» **YOUR OBJECTIVE**
The lines below that include the word "verifies" are to be reported.

BEGIN

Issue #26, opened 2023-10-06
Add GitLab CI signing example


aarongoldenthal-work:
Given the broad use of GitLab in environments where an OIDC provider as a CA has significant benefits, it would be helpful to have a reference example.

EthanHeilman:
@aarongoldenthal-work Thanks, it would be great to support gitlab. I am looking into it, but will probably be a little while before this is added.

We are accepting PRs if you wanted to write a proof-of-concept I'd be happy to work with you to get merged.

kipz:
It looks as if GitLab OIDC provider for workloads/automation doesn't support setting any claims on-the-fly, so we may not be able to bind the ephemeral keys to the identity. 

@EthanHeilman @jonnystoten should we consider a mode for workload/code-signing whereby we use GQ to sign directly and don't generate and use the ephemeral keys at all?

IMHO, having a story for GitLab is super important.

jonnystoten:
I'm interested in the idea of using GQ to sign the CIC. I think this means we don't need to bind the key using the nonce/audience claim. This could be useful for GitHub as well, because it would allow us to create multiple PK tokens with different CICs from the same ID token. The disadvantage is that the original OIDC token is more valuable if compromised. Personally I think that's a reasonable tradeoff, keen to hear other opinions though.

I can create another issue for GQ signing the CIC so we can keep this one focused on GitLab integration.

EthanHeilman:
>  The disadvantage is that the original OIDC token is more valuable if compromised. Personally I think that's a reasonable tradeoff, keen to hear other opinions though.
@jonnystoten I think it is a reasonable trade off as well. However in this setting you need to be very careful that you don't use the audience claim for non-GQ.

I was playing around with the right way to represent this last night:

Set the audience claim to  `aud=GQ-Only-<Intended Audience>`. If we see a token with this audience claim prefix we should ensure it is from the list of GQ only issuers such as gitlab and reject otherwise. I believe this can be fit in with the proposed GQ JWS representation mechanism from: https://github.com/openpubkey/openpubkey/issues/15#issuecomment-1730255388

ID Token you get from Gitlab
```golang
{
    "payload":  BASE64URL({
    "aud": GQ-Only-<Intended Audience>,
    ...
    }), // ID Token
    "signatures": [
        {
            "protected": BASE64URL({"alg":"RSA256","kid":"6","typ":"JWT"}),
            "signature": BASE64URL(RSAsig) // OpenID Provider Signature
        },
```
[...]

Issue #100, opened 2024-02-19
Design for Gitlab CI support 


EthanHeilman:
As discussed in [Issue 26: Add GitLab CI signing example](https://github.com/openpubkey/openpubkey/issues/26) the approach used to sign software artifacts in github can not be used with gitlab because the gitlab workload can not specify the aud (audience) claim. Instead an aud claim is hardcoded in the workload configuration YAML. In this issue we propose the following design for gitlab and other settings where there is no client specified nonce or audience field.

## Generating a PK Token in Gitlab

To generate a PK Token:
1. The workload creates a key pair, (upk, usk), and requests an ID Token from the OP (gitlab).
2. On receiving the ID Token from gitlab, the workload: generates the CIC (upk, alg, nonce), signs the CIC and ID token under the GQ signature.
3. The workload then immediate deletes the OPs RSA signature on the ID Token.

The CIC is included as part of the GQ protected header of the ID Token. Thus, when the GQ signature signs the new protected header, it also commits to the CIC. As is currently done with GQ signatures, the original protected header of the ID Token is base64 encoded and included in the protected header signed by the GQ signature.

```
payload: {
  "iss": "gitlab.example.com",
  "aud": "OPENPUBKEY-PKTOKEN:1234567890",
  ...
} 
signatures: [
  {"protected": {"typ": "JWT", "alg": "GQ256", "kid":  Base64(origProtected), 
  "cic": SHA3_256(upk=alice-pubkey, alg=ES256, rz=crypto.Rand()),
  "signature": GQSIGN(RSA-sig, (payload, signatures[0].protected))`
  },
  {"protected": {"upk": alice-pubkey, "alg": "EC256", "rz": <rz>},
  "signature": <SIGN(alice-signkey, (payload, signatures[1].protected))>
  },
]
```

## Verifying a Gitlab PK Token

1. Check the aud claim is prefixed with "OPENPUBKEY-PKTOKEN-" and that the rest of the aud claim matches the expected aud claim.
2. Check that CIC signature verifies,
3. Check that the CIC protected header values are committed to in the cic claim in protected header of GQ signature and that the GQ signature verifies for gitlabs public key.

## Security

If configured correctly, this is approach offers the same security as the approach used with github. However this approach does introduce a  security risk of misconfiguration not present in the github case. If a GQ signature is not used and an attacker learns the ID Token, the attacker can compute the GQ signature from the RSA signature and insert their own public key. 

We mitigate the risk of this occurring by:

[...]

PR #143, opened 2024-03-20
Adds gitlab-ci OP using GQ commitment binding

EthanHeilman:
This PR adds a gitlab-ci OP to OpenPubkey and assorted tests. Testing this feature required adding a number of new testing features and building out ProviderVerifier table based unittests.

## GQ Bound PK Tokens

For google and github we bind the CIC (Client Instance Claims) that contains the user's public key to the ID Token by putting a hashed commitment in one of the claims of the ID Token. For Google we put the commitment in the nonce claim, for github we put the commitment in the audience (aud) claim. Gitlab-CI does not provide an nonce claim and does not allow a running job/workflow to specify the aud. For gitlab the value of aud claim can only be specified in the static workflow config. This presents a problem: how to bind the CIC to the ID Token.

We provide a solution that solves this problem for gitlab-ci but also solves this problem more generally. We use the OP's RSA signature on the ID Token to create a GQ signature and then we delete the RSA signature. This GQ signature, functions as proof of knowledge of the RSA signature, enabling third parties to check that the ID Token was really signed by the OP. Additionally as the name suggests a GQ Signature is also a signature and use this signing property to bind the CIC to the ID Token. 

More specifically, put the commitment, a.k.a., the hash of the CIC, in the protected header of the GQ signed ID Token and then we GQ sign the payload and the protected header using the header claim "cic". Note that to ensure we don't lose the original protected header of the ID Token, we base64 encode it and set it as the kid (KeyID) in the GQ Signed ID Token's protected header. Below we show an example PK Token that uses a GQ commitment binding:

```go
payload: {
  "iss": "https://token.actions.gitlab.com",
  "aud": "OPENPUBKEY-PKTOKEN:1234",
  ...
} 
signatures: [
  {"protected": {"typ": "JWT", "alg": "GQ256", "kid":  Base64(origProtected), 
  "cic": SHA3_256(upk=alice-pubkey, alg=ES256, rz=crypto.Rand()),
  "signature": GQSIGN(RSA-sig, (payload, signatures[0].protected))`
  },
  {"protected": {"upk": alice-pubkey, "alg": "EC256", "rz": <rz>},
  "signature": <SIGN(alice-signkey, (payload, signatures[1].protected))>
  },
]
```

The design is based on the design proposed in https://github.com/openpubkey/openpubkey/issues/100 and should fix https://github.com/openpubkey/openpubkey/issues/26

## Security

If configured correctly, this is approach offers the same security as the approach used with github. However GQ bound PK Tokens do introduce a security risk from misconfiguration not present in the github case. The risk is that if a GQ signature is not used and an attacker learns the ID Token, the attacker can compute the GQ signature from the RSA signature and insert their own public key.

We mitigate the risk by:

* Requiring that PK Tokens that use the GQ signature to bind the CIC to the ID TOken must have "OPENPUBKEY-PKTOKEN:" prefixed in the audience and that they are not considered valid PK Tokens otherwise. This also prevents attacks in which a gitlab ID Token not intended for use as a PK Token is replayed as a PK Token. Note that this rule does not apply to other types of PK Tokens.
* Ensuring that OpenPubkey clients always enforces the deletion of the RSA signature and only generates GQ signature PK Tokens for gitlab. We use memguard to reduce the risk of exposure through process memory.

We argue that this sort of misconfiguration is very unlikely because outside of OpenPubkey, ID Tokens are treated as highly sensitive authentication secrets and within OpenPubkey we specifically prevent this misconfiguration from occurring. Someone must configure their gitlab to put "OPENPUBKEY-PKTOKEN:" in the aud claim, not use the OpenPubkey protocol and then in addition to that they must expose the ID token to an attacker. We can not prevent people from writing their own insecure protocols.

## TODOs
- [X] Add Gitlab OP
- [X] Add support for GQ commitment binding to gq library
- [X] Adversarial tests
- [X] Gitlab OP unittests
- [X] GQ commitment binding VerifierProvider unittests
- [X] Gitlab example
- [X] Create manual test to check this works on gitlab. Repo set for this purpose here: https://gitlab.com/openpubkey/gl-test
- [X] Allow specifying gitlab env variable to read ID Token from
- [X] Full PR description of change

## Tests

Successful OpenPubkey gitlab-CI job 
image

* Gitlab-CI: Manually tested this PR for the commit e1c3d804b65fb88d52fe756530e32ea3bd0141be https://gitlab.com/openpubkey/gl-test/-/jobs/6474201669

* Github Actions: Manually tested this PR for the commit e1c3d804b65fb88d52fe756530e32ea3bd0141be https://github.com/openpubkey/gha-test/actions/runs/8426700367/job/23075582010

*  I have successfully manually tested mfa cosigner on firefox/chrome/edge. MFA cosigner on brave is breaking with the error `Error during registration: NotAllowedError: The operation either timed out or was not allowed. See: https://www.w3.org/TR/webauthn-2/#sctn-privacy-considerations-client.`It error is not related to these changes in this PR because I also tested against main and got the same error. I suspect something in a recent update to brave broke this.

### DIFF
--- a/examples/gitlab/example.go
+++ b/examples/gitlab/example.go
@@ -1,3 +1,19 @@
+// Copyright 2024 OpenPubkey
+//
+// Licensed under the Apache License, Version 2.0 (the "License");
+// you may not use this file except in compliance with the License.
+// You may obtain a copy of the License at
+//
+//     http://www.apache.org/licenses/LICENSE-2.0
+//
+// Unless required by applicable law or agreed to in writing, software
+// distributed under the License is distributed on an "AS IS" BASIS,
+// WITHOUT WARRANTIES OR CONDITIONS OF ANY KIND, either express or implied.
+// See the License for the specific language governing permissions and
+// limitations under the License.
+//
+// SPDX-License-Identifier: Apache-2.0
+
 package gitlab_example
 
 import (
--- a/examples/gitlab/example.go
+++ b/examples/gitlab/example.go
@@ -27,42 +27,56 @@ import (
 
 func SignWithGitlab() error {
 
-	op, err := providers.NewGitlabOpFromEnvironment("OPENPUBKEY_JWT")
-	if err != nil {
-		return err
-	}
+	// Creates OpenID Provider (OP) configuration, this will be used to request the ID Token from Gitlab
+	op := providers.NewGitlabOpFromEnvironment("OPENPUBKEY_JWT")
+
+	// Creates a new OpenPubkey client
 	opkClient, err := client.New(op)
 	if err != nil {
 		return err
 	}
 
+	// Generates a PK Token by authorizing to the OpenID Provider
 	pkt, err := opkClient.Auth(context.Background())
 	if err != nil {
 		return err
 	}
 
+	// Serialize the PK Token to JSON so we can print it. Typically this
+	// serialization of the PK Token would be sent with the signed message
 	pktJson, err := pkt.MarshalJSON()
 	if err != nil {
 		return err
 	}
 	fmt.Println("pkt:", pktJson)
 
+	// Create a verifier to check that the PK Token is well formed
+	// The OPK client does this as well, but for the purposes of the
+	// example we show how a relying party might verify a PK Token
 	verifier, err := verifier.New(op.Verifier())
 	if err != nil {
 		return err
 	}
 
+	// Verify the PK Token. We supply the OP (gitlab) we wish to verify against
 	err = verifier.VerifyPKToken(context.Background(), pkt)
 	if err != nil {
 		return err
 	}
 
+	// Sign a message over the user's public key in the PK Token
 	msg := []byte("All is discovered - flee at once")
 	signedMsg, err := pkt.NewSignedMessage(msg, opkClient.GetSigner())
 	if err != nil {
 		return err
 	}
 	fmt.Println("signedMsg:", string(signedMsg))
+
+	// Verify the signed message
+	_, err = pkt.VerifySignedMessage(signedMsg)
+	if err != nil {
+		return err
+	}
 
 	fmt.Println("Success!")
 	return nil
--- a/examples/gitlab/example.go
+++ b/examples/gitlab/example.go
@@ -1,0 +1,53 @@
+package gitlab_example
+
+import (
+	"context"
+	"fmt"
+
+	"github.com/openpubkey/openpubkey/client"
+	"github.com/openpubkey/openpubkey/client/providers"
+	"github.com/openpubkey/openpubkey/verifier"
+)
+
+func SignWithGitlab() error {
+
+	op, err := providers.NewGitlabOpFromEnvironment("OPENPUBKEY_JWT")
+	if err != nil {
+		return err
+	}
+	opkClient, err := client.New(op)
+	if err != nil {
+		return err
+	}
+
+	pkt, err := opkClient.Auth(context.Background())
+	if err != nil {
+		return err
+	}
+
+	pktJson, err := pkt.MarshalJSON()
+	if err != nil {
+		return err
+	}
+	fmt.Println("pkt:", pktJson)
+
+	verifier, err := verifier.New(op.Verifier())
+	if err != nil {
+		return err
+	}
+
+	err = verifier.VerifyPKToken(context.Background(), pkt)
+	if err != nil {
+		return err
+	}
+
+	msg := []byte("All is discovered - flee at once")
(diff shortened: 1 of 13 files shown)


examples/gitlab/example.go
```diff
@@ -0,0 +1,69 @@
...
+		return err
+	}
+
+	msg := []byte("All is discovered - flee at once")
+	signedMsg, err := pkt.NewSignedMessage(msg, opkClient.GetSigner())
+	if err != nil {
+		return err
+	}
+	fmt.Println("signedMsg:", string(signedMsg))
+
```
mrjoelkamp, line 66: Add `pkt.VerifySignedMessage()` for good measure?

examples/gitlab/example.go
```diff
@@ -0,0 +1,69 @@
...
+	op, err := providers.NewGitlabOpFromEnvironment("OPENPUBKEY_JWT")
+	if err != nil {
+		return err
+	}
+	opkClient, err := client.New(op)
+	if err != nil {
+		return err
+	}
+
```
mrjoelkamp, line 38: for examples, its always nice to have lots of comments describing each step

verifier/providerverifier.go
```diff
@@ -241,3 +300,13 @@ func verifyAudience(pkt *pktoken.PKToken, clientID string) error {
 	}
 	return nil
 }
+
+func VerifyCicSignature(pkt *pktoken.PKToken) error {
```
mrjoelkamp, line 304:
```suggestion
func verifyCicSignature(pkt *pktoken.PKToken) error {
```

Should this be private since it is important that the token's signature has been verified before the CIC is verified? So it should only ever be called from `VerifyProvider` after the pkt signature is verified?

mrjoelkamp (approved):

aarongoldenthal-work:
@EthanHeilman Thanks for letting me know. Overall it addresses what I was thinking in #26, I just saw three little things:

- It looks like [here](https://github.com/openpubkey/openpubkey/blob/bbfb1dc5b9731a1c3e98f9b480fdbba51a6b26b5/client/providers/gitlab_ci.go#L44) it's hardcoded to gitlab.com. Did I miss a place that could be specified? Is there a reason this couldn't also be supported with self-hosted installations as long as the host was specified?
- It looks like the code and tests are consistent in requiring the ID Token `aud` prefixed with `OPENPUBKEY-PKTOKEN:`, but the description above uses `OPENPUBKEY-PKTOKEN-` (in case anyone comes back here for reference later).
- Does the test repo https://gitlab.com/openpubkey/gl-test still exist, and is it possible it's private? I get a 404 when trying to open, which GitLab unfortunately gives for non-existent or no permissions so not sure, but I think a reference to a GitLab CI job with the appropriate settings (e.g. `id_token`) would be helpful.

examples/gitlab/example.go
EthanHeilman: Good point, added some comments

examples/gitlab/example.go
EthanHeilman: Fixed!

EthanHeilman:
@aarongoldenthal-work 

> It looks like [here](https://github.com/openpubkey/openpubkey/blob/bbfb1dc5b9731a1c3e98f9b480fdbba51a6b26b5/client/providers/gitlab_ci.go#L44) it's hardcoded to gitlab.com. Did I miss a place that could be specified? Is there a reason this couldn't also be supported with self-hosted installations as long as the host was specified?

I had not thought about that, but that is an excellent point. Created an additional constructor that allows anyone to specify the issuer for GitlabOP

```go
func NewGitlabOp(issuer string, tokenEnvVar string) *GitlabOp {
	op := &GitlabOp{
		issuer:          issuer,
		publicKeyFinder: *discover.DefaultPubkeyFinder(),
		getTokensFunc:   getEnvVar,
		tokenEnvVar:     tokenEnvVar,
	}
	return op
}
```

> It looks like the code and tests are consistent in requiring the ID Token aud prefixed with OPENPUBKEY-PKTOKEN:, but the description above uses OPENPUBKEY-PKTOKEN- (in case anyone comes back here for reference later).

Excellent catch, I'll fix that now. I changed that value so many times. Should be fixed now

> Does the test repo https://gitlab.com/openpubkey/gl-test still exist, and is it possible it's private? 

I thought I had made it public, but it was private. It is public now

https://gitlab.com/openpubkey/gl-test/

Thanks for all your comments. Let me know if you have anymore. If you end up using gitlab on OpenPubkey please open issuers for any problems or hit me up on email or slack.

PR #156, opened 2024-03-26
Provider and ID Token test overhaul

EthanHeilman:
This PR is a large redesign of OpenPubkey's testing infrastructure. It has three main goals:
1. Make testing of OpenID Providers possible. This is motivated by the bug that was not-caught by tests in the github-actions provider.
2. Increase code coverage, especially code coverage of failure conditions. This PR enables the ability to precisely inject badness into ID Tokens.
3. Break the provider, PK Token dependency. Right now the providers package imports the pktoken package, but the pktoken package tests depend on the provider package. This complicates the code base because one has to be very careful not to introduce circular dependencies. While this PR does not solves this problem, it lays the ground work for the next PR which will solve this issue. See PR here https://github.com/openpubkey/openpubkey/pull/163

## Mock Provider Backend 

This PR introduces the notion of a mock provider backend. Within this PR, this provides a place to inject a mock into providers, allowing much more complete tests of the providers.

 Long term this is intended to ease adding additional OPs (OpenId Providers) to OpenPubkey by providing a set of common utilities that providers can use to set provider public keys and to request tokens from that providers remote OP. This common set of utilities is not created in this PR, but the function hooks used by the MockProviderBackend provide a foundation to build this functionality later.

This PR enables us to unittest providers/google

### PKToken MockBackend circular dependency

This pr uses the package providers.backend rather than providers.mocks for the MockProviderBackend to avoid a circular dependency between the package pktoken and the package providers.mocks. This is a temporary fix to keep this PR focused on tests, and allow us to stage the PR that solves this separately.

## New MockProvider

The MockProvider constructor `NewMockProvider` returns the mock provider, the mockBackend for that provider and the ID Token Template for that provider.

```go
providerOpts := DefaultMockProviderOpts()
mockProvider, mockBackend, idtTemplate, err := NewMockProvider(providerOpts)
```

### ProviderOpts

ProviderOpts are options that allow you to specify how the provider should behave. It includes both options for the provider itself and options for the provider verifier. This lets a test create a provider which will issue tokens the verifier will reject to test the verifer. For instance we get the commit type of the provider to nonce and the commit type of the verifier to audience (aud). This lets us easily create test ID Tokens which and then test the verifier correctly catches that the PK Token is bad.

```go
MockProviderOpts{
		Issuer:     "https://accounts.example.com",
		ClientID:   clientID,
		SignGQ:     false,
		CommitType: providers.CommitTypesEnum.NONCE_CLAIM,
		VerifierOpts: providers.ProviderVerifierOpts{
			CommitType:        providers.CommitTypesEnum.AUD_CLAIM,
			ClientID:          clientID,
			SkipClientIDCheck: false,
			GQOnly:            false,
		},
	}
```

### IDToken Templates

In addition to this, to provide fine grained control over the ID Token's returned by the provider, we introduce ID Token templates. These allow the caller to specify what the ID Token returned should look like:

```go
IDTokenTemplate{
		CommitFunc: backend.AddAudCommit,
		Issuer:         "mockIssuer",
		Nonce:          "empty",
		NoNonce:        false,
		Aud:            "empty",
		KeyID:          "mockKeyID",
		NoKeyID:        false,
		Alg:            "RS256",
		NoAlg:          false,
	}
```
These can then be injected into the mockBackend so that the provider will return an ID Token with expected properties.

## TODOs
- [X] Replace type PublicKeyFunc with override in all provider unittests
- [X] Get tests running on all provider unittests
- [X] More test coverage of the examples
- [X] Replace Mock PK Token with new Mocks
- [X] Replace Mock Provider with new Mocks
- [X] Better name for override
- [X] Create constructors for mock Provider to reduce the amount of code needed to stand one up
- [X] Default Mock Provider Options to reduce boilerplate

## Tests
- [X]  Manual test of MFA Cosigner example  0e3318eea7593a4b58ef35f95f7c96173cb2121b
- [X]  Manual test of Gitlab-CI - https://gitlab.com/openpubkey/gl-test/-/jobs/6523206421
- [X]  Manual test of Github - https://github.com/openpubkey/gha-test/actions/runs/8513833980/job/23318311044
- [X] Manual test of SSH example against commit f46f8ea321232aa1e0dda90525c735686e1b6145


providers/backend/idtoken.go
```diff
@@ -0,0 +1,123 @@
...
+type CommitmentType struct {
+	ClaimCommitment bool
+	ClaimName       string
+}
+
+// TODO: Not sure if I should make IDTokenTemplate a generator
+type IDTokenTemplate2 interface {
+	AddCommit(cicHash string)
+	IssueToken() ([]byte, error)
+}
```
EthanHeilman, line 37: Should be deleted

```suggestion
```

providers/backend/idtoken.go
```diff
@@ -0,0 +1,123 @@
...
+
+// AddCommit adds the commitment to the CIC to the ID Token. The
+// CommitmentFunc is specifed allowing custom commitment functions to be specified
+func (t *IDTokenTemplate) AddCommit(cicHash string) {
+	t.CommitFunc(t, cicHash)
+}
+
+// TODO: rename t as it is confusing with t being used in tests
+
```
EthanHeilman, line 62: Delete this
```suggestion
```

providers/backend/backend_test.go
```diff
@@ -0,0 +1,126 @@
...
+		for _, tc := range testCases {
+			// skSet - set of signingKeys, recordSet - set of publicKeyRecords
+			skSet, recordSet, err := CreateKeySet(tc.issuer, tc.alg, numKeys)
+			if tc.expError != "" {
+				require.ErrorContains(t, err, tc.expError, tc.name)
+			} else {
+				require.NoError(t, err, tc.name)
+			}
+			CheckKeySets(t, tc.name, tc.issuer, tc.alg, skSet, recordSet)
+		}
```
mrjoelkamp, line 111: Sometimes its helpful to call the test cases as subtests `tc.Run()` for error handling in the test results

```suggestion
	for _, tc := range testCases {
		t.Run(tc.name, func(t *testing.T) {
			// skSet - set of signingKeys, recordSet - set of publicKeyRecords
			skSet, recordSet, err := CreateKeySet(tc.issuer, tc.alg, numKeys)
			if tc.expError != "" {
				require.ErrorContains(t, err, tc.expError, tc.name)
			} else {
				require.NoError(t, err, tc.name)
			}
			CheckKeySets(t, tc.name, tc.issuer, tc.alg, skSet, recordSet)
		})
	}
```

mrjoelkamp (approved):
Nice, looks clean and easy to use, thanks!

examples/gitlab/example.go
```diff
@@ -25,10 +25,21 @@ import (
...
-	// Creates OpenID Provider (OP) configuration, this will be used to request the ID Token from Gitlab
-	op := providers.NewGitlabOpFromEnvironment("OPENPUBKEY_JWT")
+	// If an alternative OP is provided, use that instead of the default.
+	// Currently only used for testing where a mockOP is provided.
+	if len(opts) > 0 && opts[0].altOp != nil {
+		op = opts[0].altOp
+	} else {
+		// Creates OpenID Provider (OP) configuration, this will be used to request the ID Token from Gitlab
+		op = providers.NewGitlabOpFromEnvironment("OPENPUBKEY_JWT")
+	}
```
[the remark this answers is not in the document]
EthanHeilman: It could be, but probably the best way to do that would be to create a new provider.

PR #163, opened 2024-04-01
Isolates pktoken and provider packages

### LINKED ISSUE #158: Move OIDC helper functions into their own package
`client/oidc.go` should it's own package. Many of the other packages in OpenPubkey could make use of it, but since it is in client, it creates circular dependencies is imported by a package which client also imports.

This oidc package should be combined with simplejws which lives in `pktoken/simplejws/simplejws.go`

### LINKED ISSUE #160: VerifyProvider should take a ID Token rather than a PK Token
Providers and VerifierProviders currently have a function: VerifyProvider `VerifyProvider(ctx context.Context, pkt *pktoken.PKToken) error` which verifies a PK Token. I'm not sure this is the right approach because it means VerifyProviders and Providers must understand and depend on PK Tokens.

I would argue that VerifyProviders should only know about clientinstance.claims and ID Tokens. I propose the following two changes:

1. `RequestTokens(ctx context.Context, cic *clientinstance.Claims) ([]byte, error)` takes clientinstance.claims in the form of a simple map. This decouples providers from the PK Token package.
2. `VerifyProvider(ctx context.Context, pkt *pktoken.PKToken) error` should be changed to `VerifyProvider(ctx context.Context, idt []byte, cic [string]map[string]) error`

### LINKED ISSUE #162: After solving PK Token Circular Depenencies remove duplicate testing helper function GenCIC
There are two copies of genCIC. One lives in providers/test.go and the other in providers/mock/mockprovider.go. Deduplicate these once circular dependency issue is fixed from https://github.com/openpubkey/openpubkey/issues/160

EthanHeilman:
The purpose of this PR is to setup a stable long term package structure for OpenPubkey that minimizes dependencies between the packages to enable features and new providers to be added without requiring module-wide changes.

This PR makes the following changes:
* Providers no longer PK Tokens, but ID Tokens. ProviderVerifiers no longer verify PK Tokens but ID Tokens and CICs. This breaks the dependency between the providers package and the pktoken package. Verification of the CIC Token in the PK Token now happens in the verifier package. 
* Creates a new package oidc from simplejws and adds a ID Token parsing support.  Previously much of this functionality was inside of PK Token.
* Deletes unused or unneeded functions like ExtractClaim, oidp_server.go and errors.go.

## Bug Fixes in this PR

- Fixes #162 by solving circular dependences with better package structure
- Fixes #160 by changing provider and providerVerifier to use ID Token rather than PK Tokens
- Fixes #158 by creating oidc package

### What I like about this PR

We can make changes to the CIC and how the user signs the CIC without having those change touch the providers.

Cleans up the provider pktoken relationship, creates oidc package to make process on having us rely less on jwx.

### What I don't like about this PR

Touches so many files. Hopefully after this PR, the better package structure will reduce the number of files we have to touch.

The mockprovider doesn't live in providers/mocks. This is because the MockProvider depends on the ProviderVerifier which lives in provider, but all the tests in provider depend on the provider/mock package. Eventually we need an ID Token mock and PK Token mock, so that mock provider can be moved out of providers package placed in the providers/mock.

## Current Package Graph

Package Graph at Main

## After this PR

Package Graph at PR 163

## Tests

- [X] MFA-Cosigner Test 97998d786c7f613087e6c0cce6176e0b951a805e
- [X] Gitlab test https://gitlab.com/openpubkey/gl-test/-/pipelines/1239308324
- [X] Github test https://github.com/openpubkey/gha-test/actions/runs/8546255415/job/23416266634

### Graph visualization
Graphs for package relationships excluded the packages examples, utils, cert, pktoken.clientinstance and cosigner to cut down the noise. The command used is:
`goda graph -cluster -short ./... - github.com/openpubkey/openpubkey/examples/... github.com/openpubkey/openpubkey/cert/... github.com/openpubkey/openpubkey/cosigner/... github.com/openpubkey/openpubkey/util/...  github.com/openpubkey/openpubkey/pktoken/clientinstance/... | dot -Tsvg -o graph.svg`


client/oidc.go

END

» **REPLY TO THE EXERCISE**
2. Check that CIC signature verifies,
3. Check that the CIC protected header values are committed to in the cic claim in protected header of GQ signature and that the GQ signature verifies for gitlabs public key.
Providers and VerifierProviders currently have a function: VerifyProvider `VerifyProvider(ctx context.Context, pkt *pktoken.PKToken) error` which verifies a PK Token. I'm not sure this is the right approach because it means VerifyProviders and Providers must understand and depend on PK Tokens.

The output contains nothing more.